Studio Other Spaces (SOS) was founded by artist Olafur Eliasson and architect Sebastian Behmann in Berlin in 2014
. The studio works on experimental building projects and artworks for public space.  Eliasson and Behmann’s partnership offers a platform for art and architecture to intersect and enrich each other. 

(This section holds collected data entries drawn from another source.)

PR #216, opened 2021-02-22
TH-990 | Single hobby page fixes

Sartonon:
## Description :sparkles:

- Fix price formatting for hobbies

### DIFF
--- a/src/domain/event/EventUtils.ts
+++ b/src/domain/event/EventUtils.ts
@@ -78,7 +78,7 @@ export const formatPrice = (price?: string): string => {
     return '';
   }
 
-  const priceRegex = /^\d+([/\-.,]{1})?\d+?$/;
+  const priceRegex = /^\d+([/\-.,]{1}\d+)?$/;
   return price.match(priceRegex) ? `${price} €` : price;
 };
 
--- a/src/domain/event/EventUtils.ts
+++ b/src/domain/event/EventUtils.ts
@@ -78,7 +78,7 @@ export const formatPrice = (price?: string): string => {
     return '';
   }
 
-  const priceRegex = /^\d+([/\-.,]{1}\d+)?$/;
+  const priceRegex = /^\d+([/\-.,]\d+)?$/;
   return price.match(priceRegex) ? `${price} €` : price;
 };
 
--- a/src/domain/event/EventUtils.ts
+++ b/src/domain/event/EventUtils.ts
@@ -64,6 +64,24 @@ export const getEventIdFromUrl = (url: string): string | null => {
   return eventId?.[1].replace('/', '') || null;
 };
 
+/*
+ * Format string to price format (add €) if it is a number and is missing currency
+ * For example:
+ * 'random text' -> 'random text'
+ * '2' -> '2 €'
+ * '2.5' -> '2.5 €'
+ * '30/50' -> '30/50 €'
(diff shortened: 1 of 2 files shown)


src/domain/event/EventUtils.ts
```diff
@@ -64,6 +64,24 @@ export const getEventIdFromUrl = (url: string): string | null => {
...
+ * '30/50' -> '30/50 €'
+ * '30-50' -> '30-50 €'
+ */
+export const formatPrice = (price?: string): string => {
+  if (!price) {
+    return '';
+  }
+
+  const priceRegex = /^\d+([/\-.,]{1})?\d+?$/;
+  return price.match(priceRegex) ? `${price} €` : price;
```
Sartonon, line 82: Open to hear other ideas how to achieve this with regex. Now many price infos are coming without euro sign.

nikomakela: In my opinion that looks good enough, even that regex is always hard to understand at first sight.

You could check with something like endsWith, but it's quite cryptic also..:
```
a += !a.endsWith("€") ? " €" : ""
b = !b.endsWith("€") || b + " €"
if (!c.endsWith("€")) c += " €"
```

Sartonon: We need to also know if its number and allow / - , . in the middle :) Because regex is hard to understand I added comments to the function definition. But I could also add comment to the regex itself

Sartonon: and of course no need to add € if it is just a description. We don't know exactly what is coming from linkedevents :)

nenonja: I tried it here: https://regex101.com/
Tthe site complaisn regex being broken: `/ An unescaped delimiter must be escaped with a backslash (\)`
So perhaps `^\d+([\/\-.,]{1})?\d+?$` is correct?
Also if it has only one number it does not work: "2" -> "2". 
Perhaps more unit tests are needed ;)

nenonja (changes requested):
One fix needed

src/domain/event/EventUtils.ts
Sartonon: well actually I removed those because eslint complained and it was still working :D

Sartonon: Screenshot 2021-02-24 at 19 01 21
If you change the flavor to ecmascript it doesn't  complain

Sartonon: Anyway, fixed and more tests added

src/domain/event/EventUtils.ts
```diff
@@ -78,7 +78,7 @@ export const formatPrice = (price?: string): string => {
     return '';
   }
 
-  const priceRegex = /^\d+([/\-.,]{1})?\d+?$/;
+  const priceRegex = /^\d+([/\-.,]{1}\d+)?$/;
```
nenonja, line 81: https://regex101.com/ says: `{1} Quantifier — Matches exactly one time (meaningless quantifier)`
so this {1} is probably redunant and could be removed,

Sartonon: true

Sartonon: fixed

nenonja (approved):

Studio Other Space’s research includes historical, ecological, social, and emotional parameters of a particular site and its users. Their work connects craftsmanship with material innovation and new technologies.

History
Studio Other Spaces emerged from the long-term creative collaboration of Eliasson and Behmann at Studio Olafur Eliasson, which reaches back to 2001
. Together, the two have worked on numerous architectural projects, including various pavilions; ‘Your rainbow panorama’ (2011) for the ARoS Aarhus Kunstmuseum, Denmark; the façade design of Harpa – Reykjavik Concert Hall and Conference Centre, developed by Studio Olafur Eliasson in collaboration with Henning Larsen Architects; ‘Cirkelbroen (The circle bridge)’ in Copenhagen, 2015; and ‘Fjordenhus (Fjord house)’ in Vejle, Denmark (2009–2018).

Recent projects
 ‘Vertical Panorama Pavilion’ (2020–2022) in Sonoma, California, US. The pavilion's defining feature is a conical canopy, 14.5m in diameter and comprising 832 colourful glass tiles that tell the story of the local weather.
 Lyst Restaurant (2019) inside Fjordenhus, Vejle, Denmark. In interdisciplinary workshops with the restaurant's kitchen team, SOS developed a furnishing concept that creates a direct transfer between the art of cooking and design. 
 ‘Common Sky’ (2019–22), a contribution to the reinvention of the Albright-Knox Art Gallery in Buffalo, New York, US 
 ‘The Seeing City’ (2015–2022) a permanent work of art for the 15th and 16th floor of the Morland Mixité Capitale building in Paris, France.
 Meles Zenawi Memorial Park (2013–) in Addis Ababa, a campus comprising five buildings, several pavilions, and a park, conceived and built with Ethiopian partners and in collaboration with Vogt Landscape Architects.
 ‘The Design of Collaboration’, the studio's first solo exhibition, on display at Kunst Meran Merano Arte in South Tyrol, Italy, from September 2020 through January 2021.  
 ‘Future Assembly’, a contribution to the Venice Biennale Architettura 2021.